Angela crossed over to him and placed a hand on his shoulder affectionately.
“He doesn’t like to talk about it,” Gibbons said, now suddenly protective of him. “Leave him be.”
“The Zone is overwhelming for some, Doctor. If you like I can show you how to return home,” Go said.
“You can?” the scientist asked.
“It involves some marshaling of your thoughts, but it’s not difficult. Simply imagine a door leading to your destination and wait for it to appear. As long as you can see the place in your mind, you can go there.”
Go closed his eyes and suddenly a door appeared in the middle of the room. He opened it, revealing what looked like the research room at CIA headquarters. Iverson immediately recognized some of the staff. Gibbons gasped an expletive.
Go offered the door with a wave of his hand.
Iverson’s instincts were urging him to take the exit, but he resisted. Leaving the Zone might only involve a thought, but getting back would be impossible. He would not abandon Angela and the director.
“You’re sure?” Go asked.
“Positive,” Iverson said reluctantly.
The door to reality dissolved.
Overwhelmed by being the center of attention, Iverson escaped to the hallway. Once there, he almost felt brave enough to head for the staircase and make his way up to the smoking section, but he couldn’t be
sure it would be there. This wasn’t the actual CIA building. Also, he didn’t have a lighter. He resigned himself to where he was, leaned against the wall, and extracted a cigarette from the pack in his lab coat pocket. The taste of the filter offered little satisfaction.
A clicking sound got his attention. C.C. Go had activated the flame of an old, gold-colored Zippo lighter.
“My dad had a lighter just like that one,” Iverson said. He leaned toward the flame and sucked on the filter until the cigarette was lit. Though he knew this wasn’t the real CIA, there was a sense of wonderful rebellion in blowing smoke into the corridor.

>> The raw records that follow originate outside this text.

PR #595, opened 2017-12-12
bumped busybox from r6 to r7 as r6 no longer available on repo

maxcbc:
bumped busybox from r6 to r7 as r6 no longer available on repo


brid:
As an aside, it looks like using the edge repo means we are going to be chasing issues relating to package version mismatches on an ongoing basis.

PR #597, opened 2017-12-12
PP-2877 payment totals on dashboard

jonheslop:
- 0a20710 - Templates for activity dashboard
- 99adff2 - refactored login controller into separate files ready for the fact the loggedIn function will become the dashboard controller
- 72a9ade - Added in activity endpoints to connector client 
- 635009e - Custom Nunjucks filter for formatting currency 
- e0cd89a 
  - Updated connector client to make it easy to retrieve results
  - Added a controller to fetch and display recent transactions
  - Updated markup to replace placeholders for real variables
  - Wrote new date/time filter for Nunjucks so can convert from ISO
time strings to readable formats
  - Added in small JS to reload page on period change, but with
noscript fallback
  - fixed escaping in flash messaging
- 51fa6ee & a330041 - Nunjucks custom filter tests 
- 85c2b96 - moved dashboard controller to its own directory 
- 40630ed - wrote tests for dashboard activity controller with @maxcbc


app/controllers/login/index.js
```diff
@@ -0,0 +1,14 @@
+'use strict'
+
+exports.logout = require('./logout-controller')
```
DanailMinchev: I think we should use `module.exports` instead of `exports` as we always return `module.exports` from the module

app/views/dashboard/_activity.njk
```diff
@@ -0,0 +1,77 @@
...
+        <option {% if period == 'previous-thirty-days' %}selected{% endif %} value="previous-thirty-days">Previous 30 days</option>
+      </select>
+      <noscript>
+        <button class="button nojs-update-button" type="submit">Update</button>
+      </noscript>
+    </fieldset>
+  </form>
+</div>
+
+{% set transactions_period_string %}
```
DanailMinchev: Should we put that variable in the controller? Or it is actually "local view" variable and belongs more to the view logic?

app/views/includes/scripts.njk
```diff
@@ -1,2 +1,6 @@
 <script src="{{ js_path }}"></script>
-
+<script src="/public/javascripts/govuk/details.polyfill.js"></script>
+<script>
+  GOVUK.details.init()
+  console.log('hello')
```
DanailMinchev: Could you remove `console.log` from here

app/utils/nunjucks-filters/currency.js
```diff
@@ -0,0 +1,5 @@
+const currencyFormatter = require('currency-formatter')
+
+module.exports = amountInPence => {
```
DanailMinchev: Nice!

PR #599, opened 2017-12-14
PP-2963 - Switched phase tag for live from blue to grey

jonheslop:
Switched phase tag for live from blue to grey as its confusing as the beta tag above is blue

### DIFF
--- a/app/assets/sass/template/header.scss
+++ b/app/assets/sass/template/header.scss
@@ -2,10 +2,10 @@
   max-width: 1020px;
 }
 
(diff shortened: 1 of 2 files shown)


app/assets/sass/template/header.scss
```diff
@@ -2,10 +2,10 @@
   max-width: 1020px;
 }
 
-/* Allow the menu link to sit on the same line as the logo */
+// Allow the menu link to sit on the same line as the logo
```
DanailMinchev: Great!

PR #617, opened 2018-01-08
New analytics tracking function expected analytics functions to be present

jonheslop:
But on test analytics is purposefully not set up and so `ga` doesn’t exist so the click events triggered an error in the console.

Also updated dependencies in `dockerfile` to fix breaking build

### DIFF
--- a/app/views/dashboard/demo-service/index.njk
+++ b/app/views/dashboard/demo-service/index.njk
@@ -8,7 +8,7 @@ Test with your users - {{currentServiceName}} {{currentGatewayAccount.full_type}
   <a href="/" class="link-back">Back to dashboard</a>
   <h1 class="heading-large prototyping__heading">Test with your users</h1>
   <aside class="info-box">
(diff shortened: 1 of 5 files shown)


app/views/dashboard/demo-service/index.njk
```diff
@@ -8,7 +8,7 @@ Test with your users - {{currentServiceName}} {{currentGatewayAccount.full_type}
   <a href="/" class="link-back">Back to dashboard</a>
   <h1 class="heading-large prototyping__heading">Test with your users</h1>
   <aside class="info-box">
-    <p>Prototype link urls will be updated on 11 January 2018. You will need to create new links and update your prototypes.</p>
+    <p>Prototype link urls will be updated on 16 January 2018. You will need to create new links and update your prototypes.</p>
```
maxcbc: See comments on PP-3078. Actually should be 17th sorry.

maxcbc: Should infact be 16th after all

PR #618, opened 2018-01-09
New date for the the update

soniaturcotte:
## WHAT
Blue Badge and they have a service assessment on the 16th, which will require them to have a working prototype. We're going to wait until the 17th to make the smallest impact to the team.


jonheslop:
This will be done when #617 is merged

PR #619, opened 2018-01-12
PP-3048_add_update_service_name_to_products_client

maxcbc:
- added update service name to products client
    - added synchronised code with products client in self-service

### DIFF
--- a/app/services/clients/products_client.js
+++ b/app/services/clients/products_client.js
@@ -20,7 +20,7 @@ module.exports = {
   product: {
     create: createProduct,
     disable: disableProduct,
-    updateProductServiceName,
+    updateServiceNameOfProductsByGatewayAccountId: updateServiceNameOfProductsByGatewayAccountId,
     getByProductExternalId: getProductByExternalId,
     getByGatewayAccountId: getProductsByGatewayAccountId
   },
@@ -97,23 +97,23 @@ function getProductsByGatewayAccountId (gatewayAccountId) {
 }
 
 /**
- * @param {String} productExternalId: the external id of the product you wish to retrieve
+ * @param {String} gatewayAccountId: the id of the gateway account whose service name you wish to update
  * @returns {Promise<Product>}
  */
-function updateProductServiceName (productExternalId, serviceName) {
+function updateServiceNameOfProductsByGatewayAccountId (gatewayAccountId, serviceName) {
   return baseClient.patch({
     headers,
     baseUrl,
-    url: `/products/${productExternalId}`,
+    url: `/gateway-account/${gatewayAccountId}`,
     json: true,
     body: {
-      op: 'update',
+      op: 'replace',
       path: 'service_name',
       value: serviceName
     },
     description: `update a product's service name`,
     service: SERVICE_NAME
-  }).then(product => new Product(product))
+  })
 }
 
 /**
--- a/app/services/clients/products_client.js
+++ b/app/services/clients/products_client.js
@@ -20,6 +20,7 @@ module.exports = {
   product: {
     create: createProduct,
     disable: disableProduct,
+    updateProductServiceName,
     getByProductExternalId: getProductByExternalId,
     getByGatewayAccountId: getProductsByGatewayAccountId
   },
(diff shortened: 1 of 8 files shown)


app/services/clients/products_client.js
```diff
@@ -96,9 +96,29 @@ function getProductsByGatewayAccountId (gatewayAccountId) {
   }).then(products => products.map(product => new Product(product)))
 }
 
+/**
+ * @param {String} productExternalId: the external id of the product you wish to retrieve
+ * @returns {Promise<Product>}
+ */
+function updateProductServiceName (productExternalId, serviceName) {
```
kakumara: This looks wrong. its based on gateway account (not per product). So you need to pass the gateway account id and the new service name. The sync code will look identical to the connector name sync call.

maxcbc: damn you're right.

SandorArpa: he is always right... :(

maxcbc: sorted :-)

app/services/clients/products_client.js
```diff
@@ -96,9 +96,29 @@ function getProductsByGatewayAccountId (gatewayAccountId) {
...
+    url: `/gateway-account/${gatewayAccountId}`,
+    json: true,
+    body: {
+      op: 'update',
+      path: 'service_name',
+      value: serviceName
+    },
+    description: `update a product's service name`,
+    service: SERVICE_NAME
+  }).then(product => new Product(product))
```
kakumara: You won't get a product back in this case. technically you are not calling product resource. It is an implicit gateway account resource you are invoking. So there is no way to return a single product.

test/fixtures/product_fixtures.js
```diff
@@ -14,6 +14,33 @@ module.exports = {
...
+    }
+    return {
+      getPactified: () => {
+        return pactProducts.pactify(data)
+      },
+      getPlain: () => data
+    }
+  },
+
+  invalidUpdateProductServiceNameRequest: () => {
```
kakumara: its not really a product service name we are updating. Its more of a gateway account name

app/services/clients/products_client.js
```diff
@@ -96,9 +96,29 @@ function getProductsByGatewayAccountId (gatewayAccountId) {
   }).then(products => products.map(product => new Product(product)))
 }
 
+/**
+ * @param {String} gatewayAccountId: the external id of the product you wish to retrieve
```
SandorArpa: copy-paste?

app/services/clients/products_client.js
```diff
@@ -96,9 +96,29 @@ function getProductsByGatewayAccountId (gatewayAccountId) {
...
+ * @returns {Promise<Product>}
+ */
+function updateServiceNameOfProductsByGatewayAccountId (gatewayAccountId, serviceName) {
+  return baseClient.patch({
+    headers,
+    baseUrl,
+    url: `/gateway-account/${gatewayAccountId}`,
+    json: true,
+    body: {
+      op: 'update',
```
SandorArpa: op:replace, otherwise it will be rejected as `Operation update is not valid for path service_name`

test/fixtures/product_fixtures.js
```diff
@@ -14,6 +14,33 @@ module.exports = {
     pactProducts.pactify(opts)
   },
 
+  validUpdateServiceNameOfProductsByGatewayAccountIdRequest: (serviceName) => {
+    const data = {
+      op: 'update',
```
SandorArpa: same as above, it should be `replace`

app/services/clients/products_client.js
maxcbc: Ahh I see. Sorted

app/services/clients/products_client.js
maxcbc: Good spot

test/unit/clients/product_client/product/update_service_name_by_gateway_account_id_test.js
```diff
@@ -0,0 +1,137 @@
...
+  /**
+   * Remove the server and publish pacts to broker
+   */
+  after(done => {
+    mockServer.delete()
+      .then(() => pactProxy.removeAll())
+      .then(() => done())
+  })
+
+  describe('when a product is successfully disabled', () => {
```
kakumara: disabled ??? 😱

PR #2310, opened 2020-09-30
PP-7228 Refactor invite registration controller

stephencdaly:
- Improve error messages to make them better/more consistent with error messages we show in other places.
- Use the `server-side-form-validations.js` module for all validation, remove the `registration-validations.js` module.
- Rename `validate-invite.controller.ft.test.js` to `invite-validation.controller.ft.test.js` to match controller it tests. Remove duplicate tests that are already in `register-user.controller.ft.test.js`

## How to review

I wouldn't get too hung up on how the code used to be, as it's very convoluted and hard to understand. More that the new code makes sense.
I have manually validated that all paths of the journey work with local testing.


app/utils/registration-validations.js
```diff
@@ -1,89 +0,0 @@
...
-
-      if (!password || password.length < MIN_PASSWORD_LENGTH) {
-        reject(new Error('Password must be 10 characters or more'))
-      } else if (commonPassword(password)) {
-        reject(new Error('The password you tried to create contains a common phrase or combination of characters. Choose something that’s harder to guess.'))
-      } else {
-        resolve()
-      }
-    })
-  }
```
sfount, line 88: 🎉

sfount (approved):
LGTM 👍 I believe different paths replaced by removing the validator utility are covered by previous PRs/ existing tests. This could is a lot simpler and easier to understand

PR #2311, opened 2020-10-01
PP-7228 Clean up registration controllers

stephencdaly:
- Move exports to bottom of file
- Use async/await in remaining places

Tip: Set github diff to ignore whitespace changes. Not that much actually changes, just indentation.


alexbishop1 (approved):

rorymalcolm (approved):
👍

PR #2336, opened 2020-10-28
PP-7306 add is internal user

SandorArpa:
## WHAT
- add isInternalUser function to User object. This is to help when doing structured logging to filter out internal user from statistical dashboards

### DIFF
--- a/app/models/User.class.js
+++ b/app/models/User.class.js
@@ -47,6 +47,7 @@ class User {
     this.features = (userData.features || '').split(',').map(feature => feature.trim())
     this.secondFactor = userData.second_factor
     this.provisionalOtpKey = userData.provisional_otp_key || ''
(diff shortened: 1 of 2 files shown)


app/models/User.class.js
```diff
@@ -125,6 +126,14 @@ class User {
   getPermissionsForService (serviceExternalId) {
     return _.get(this.getRoleForService(serviceExternalId), 'permissions', []).map(permission => permission.name)
   }
+
+  /**
+   * @method isInternalUser
+   * @returns {boolean}
+   */
+  isInternalUser () {
```
stephencdaly, line 134: Can just access the `.internalUser` property from outside this class without the need fo a getter method. That's what we usually do

stephencdaly (approved):
👍

PR #2337, opened 2020-10-28
PP-7306 add number of live services to user object

SandorArpa:
## WHAT
- add numberOfLiveServices to User object. This is needed for structured logging for statistical purposes

### DIFF
--- a/test/unit/models/User.class.test.js
+++ b/test/unit/models/User.class.test.js
@@ -66,15 +66,50 @@ describe('Class: User', () => {
   describe('is internal user', () => {
     it('should return false', () => {
       process.env.GDS_INTERNAL_USER_EMAIL_DOMAIN = '@example.org'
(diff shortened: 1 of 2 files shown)


test/unit/models/User.class.test.js
```diff
@@ -66,15 +66,50 @@ describe('Class: User', () => {
...
+        }
+      }, {
+        service: {
+          name: 'System Generated',
+          external_id: 'externalServiceId4',
+          current_go_live_stage: 'LIVE'
+        }
+      }]
+    }
+    it('should ', function () {
```
stephencdaly, line 109: looks like you forgot to add a test name

stephencdaly (commented):
Looks good, just a minor thing

test/unit/models/User.class.test.js
SandorArpa: :face_palm

stephencdaly (approved):

PR #2343, opened 2020-11-02
PP-7306 Add logging for all live service transactions

kbottla:
## WHAT
- Added logging when all service transactions page is accessed and also flags to indicate if downloads are for all live service transactions and internal user

### DIFF
--- a/app/controllers/all-service-transactions/get.controller.js
+++ b/app/controllers/all-service-transactions/get.controller.js
@@ -11,6 +11,8 @@ const { getFilters, describeFilters } = require('../../utils/filters.js')
 const router = require('../../routes.js')
 const states = require('../../utils/states')
 const client = new ConnectorClient(process.env.CONNECTOR_URL)
+const logger = require('../../utils/logger')(__filename)
+const { keys } = require('@govuk-pay/pay-js-commons').logging
 
 const { CORRELATION_HEADER } = require('../../utils/correlation-header.js')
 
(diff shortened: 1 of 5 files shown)


app/controllers/payouts/payout-list.controller.js
```diff
@@ -18,9 +18,12 @@ const listAllServicesPayouts = async function listAllServicesPayouts (req, res)
       return
     }
     const payoutSearchResult = await payoutService.payouts(userPermittedAccountsSummary.gatewayAccountIds, req.user, page)
-    const logContext = { current_page: page }
+    const logContext = {
+      current_page: page,
+      internal_user: req.user.internalUser,
+      gateway_account_ids: userPermittedAccountsSummary.gatewayAccountIds
```
stephencdaly, line 24: could we also log the number of live services here?

app/controllers/all-service-transactions/get.controller.js
```diff
@@ -20,6 +22,15 @@ module.exports = async (req, res) => {
   try {
     const userPermittedAccountsSummary = await permissions.getLiveGatewayAccountsFor(req.user, 'transactions:read')
 
+    const logContext = {
+      gateway_account_ids: userPermittedAccountsSummary.gatewayAccountIds,
+      user_number_of_live_services: userPermittedAccountsSummary.gatewayAccountIds && userPermittedAccountsSummary.gatewayAccountIds.length,
```
stephencdaly, line 27: We already have this number on the User object. Wonder whether we should use that so that if we end up loging this in multiple places it can be uniform https://github.com/alphagov/pay-selfservice/blob/master/app/models/User.class.js#L53

app/services/transaction.service.js
```diff
@@ -52,6 +53,8 @@ const logCsvFileStreamComplete = function logCsvFileStreamComplete (timestampStr
     method: 'future',
     gateway_account_ids: gatewayAccountIds,
     multiple_accounts: gatewayAccountIds.length > 1,
+    internal_user: user.internalUser,
+    all_live_service_transactions: allLiveServiceTransactions,
```
stephencdaly, line 57: can we log the number of live services for the user here too?

app/controllers/all-service-transactions/get.controller.js
kbottla: Didn't realise we have this field on User object. Updated to use User property

app/services/transaction.service.js
kbottla: Updated

app/controllers/payouts/payout-list.controller.js
kbottla: Updated!

stephencdaly (approved):
👍

PR #2351, opened 2020-11-10
PP-5236 Cleanup token creation controllers

sfount:
Update controllers that deal with creating potentially external API
keys. Use more up to date Node guidance to make the code clearer.

* Use clearer variable naming
* Use async/ await
* Handle errors using `next` and middleware where appropriate
* Name any large anonymous methods
* Simplify object construction


stephencdaly (approved):
Nice cleanup

PR #2353, opened 2020-11-13
PP-6129 Specify token "source" for token creation

sfount:
Self service creates tokens for 4 main reasons:
* generating card API tokens for users
* creating new payment links
* demo payments feature
* test with your users feature

In each of these cases we should be passing a "type" parameter, this
translates to a public auth `TokenSource` which tells public auth if
this api key is intended to be used for an API client or internally as
one of our products.

Payment links and the two testing features we provide all work by
creating products and running test payments through those. As the public
auth token will be used by a "product" this type should be specified.

Update the generate API key route to no longer rely on the default
source (API).


SandorArpa (approved):
LGTM

PR #2354, opened 2020-11-13
PP-7207 DAC Audit - Transactions > Multi-select for Card Brand & Payment Status

iqbalgds:
- Add JS to toggle 'aria-expanded=true/false' on the button
- Fix ID of the button to match the label
- Update Cypress tests to use the new ID for:
  - Transaction > Card brand filter multi-select
  - Transaction > Status filter multi-select


kbottla (approved):
LGTM!

PR #2364, opened 2020-11-17
PP-7207 DAC Audit > Transactions > Multi-select bug updates

iqbalgds:
- Fix aria-expanded - so it is only set on the button.
- Add an extra 'fieldset' tag to wrap the container for the checkboxes.


SandorArpa (approved):

PR #2366, opened 2020-11-19
PP-7409 Add test vs. live content for payment link created message

sfount:
Payment links created in test and live environments have very different
use cases; the wording for the payment link creation references the
payment link being "live" which conflicts with our use of this status
for accounts.

Add a separate path for test and live accounts to provide users
additional information if they are just testing.

**Payment link created in a test account**

Screenshot 2020-11-19 at 12 06 30

**Payment link created in a live account**

Screenshot 2020-11-19 at 12 08 33

### DIFF
--- a/app/views/payment-links/manage.njk
+++ b/app/views/payment-links/manage.njk
@@ -12,10 +12,26 @@
 {% block mainContent %}
 <section class="govuk-grid-column-two-thirds">
 {% if flash.createPaymentLinkSuccess %}
-    {{ successNotification({
-      heading: "Your payment link is now live",
-      body: "Give this link to your users to collect payments for your service."
-    }) }}
+  {% if isTestGateway %}
+    {% set heading = "Your test payment link is ready to use" %}
+    {% set body %}
+      <span>
+        To collect payments from your users with this link you will need to
+        <a class="govuk-link" href="{{ paths.generateRoute(paths.requestToGoLive.index, { externalServiceId: externalServiceId }) }}">request to go live</a>
+        and create the payment link again.
+      </span>
+    {% endset %}
+  {% else %}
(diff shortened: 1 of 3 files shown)


kaydale:
Looks good to me

app/views/payment-links/manage.njk
```diff
@@ -12,10 +12,26 @@
...
 {% if flash.createPaymentLinkSuccess %}
-    {{ successNotification({
-      heading: "Your payment link is now live",
-      body: "Give this link to your users to collect payments for your service."
-    }) }}
+  {% if isTestGateway %}
+    {% set heading = "Your test payment link is ready to use" %}
+    {% set body %}
+      <span>
+        To collect payments from your users with this link you will need to
```
kbottla, line 19:
```suggestion
        To collect payments from your users you will need to  ?
```

sfount: As there's no line breaking content in this span everything in the block will be treated as the same line, they're on separate lines here for readability as the link in particular is long

kbottla: I was trying to convey something using suggestion but clearly not done well :) . Do we need `with this link` as it won't be same link after live ?

sfount: Ah! My bad, I thought the question mark was part of the suggestion 🤦

kbottla (approved):
LGTM!

app/views/payment-links/manage.njk
iqbalgds: Content has been updated.

kbottla (approved):
LGTM!

kbottla (approved):

PR #2367, opened 2020-11-19
PP-7091 DAC Audit - Multi-select - Close multi-selects when escape is…

iqbalgds:
… pressed.

- Add keypress handler to the document.body
- Detects if anyone presses `escape`
  - Closes any open `multi selects`
  - Sets focus to the multi select `open button`.


SandorArpa (approved):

Go handed him the lighter. “It’s yours.”
Iverson accepted the gift, but before he could put it in his pocket, it vanished. He stared at an empty palm and said, “Nothing lasts here.”
“Not yet,” Go said.
“Not yet?”
“Some things seem to last longer than others,” Go said.
“Any idea why?” Iverson asked.
“Not yet. May I ask: when did your wife die, Doctor?”
“No offense, but I don’t really like to talk about it.”
“Understandable,” Go said, “To tell you the truth, I’m not really good with the whole sympathy thing. No offense.”
“You’re not good with the whole science thing, and now not good with the whole sympathy thing. What exactly, Mister Go, are you good at?”
“Creativity,” he said, as if it were the most obvious thing in the world.
Iverson blew smoke through his nostrils like a dragon.
“It must bother you that a little shit like me has made probably the most important scientific discovery in history.”
“I just hope you know what you have. And I hope no one gets hurt.”
“I have more trust in the universe than you do, Doctor Iverson. In fact, I trust the universe completely, whereas you probably don’t even trust your best friend.”
Angela was Iverson’s staunchest friend, but Director Mark Gibbons was the only human he was in regular contact with. If that meant Gibbons became his best friend by default, then C.C. Go was correct; Iverson did not have a trustworthy friend in the world.